9-26. Consider the following heuristic for vertex cover. Construct a DFS tree of the graph, and delete all the leaves from this tree. What remains must be a vertex cover of the graph. Prove that the size of this cover is at most twice as large as optimal.

9-27. The maximum cut problem for a graph $ G=(V,E) $ seeks to partition the vertices $ V $ into disjoint sets $ A $ and $ B $ so as to maximize the number of edges $ (a,b) \in E $ such that $ a \in A $ and $ b \in B $. Consider the following heuristic for max cut. First assign $ v_1 $ to $ A $ and $ v_2 $ to $ B $. For each remaining vertex, assign it to the side that adds the most edges to the cut. Prove that this cut is at least half as large as the optimal cut.

(Solution 9.27)

9-28. In the bin-packing problem, we are given $ n $ items with weights $ w_1,w_2,...,w_n $, respectively. Our goal is to find the smallest number of bins that will hold the $ n $ objects, where each bin has capacity of at most one kilogram. The first-fit heuristic considers the objects in the order in which they are given. For each object, place it into first bin that has room for it. If no such bin exists, start a new bin. Prove that this heuristic uses at most twice as many bins as the optimal solution.

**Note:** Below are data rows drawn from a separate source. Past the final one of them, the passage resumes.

PR #576, opened 2018-11-15
Fix orderBy for all types of attribute values

Jannis:
Changing the way we store entities (serializing them as tagged values) broke `orderBy`. This PR fixes it by adding the missing `->> 'data'` traversal before converting the attribute value for comparisons with e.g. `::numeric`.


leodasvacas:
Could we get a store test for this? There are similar tests.

Jannis:
Yes, sir! 🤦‍♂️

leoyvens (approved):

PR #578, opened 2018-11-16
Rewrite EntityFilter -> SQL translation to support nested filters

### LINKED ISSUE #577: Non-derived 1:n references are broken

Bug

Querying a 1:n reference that was explicitly set (as opposed to derived with `@derivedFrom`) currently returns all entities of the referenced type, rather than just the ones that are actually referenced.

Only the referenced entities are returned. This issue surfaced in #575 but is really caused by our `store_filter()` function generating a flat/broken sequence of `AND`/`OR` expressions for Postgres.

Jannis:
This fixes #577 by correctly generating the correct SQL to query just the entities referenced in a list of references.

It also fixes the SQL generated for any other nested `where: { ..., or: { ... }, and: { ... } }` filters.

### DIFF
--- a/Cargo.lock
+++ b/Cargo.lock
@@ -664,7 +664,7 @@ dependencies = [
 
 [[package]]
 name = "graph"
-version = "0.4.0"
+version = "0.4.1"
 dependencies = [
  "backtrace 0.3.9 (registry+https://github.com/rust-lang/crates.io-index)",
  "ethabi 6.0.1 (registry+https://github.com/rust-lang/crates.io-index)",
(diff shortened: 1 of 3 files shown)


Jannis:
I've added a store test (`find_nested_and_or`) that fails on master and passes on this branch. 

The test queries users with an `And([Or([Equal("id", "1), Equal("id", "2"))])])` filter. On master, this incorrectly returns all three test users, which is exactly the problem described in #577.
```
test find_where_nested_and_or ... thread 'tokio-runtime-worker-0' panicked at 'assertion failed: `(left == right)`
  left: `["1", "2", "3"]`,
 right: `["1", "2"]`', store/postgres/tests/store.rs:443:9
```

leoyvens (approved):
I was never too confident on this code, good to see it revamped! Good to merge after travis.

9-29. For the first-fit heuristic described just above, give an example where the packing it fits uses at least $ 5/3 $ times as many bins as optimal.

(Solution 9.29)

9-30. A vertex coloring of graph $ G=(V,E) $ is an assignment of colors to vertices of $ V $ such that each edge $ (x,y) $ implies that vertices $ x $ and $ y $ are assigned different colors. Give an algorithm for vertex coloring $ G $ using at most $ \Delta+1 $ colors, where $ \Delta $ is the maximum vertex degree of $ G $.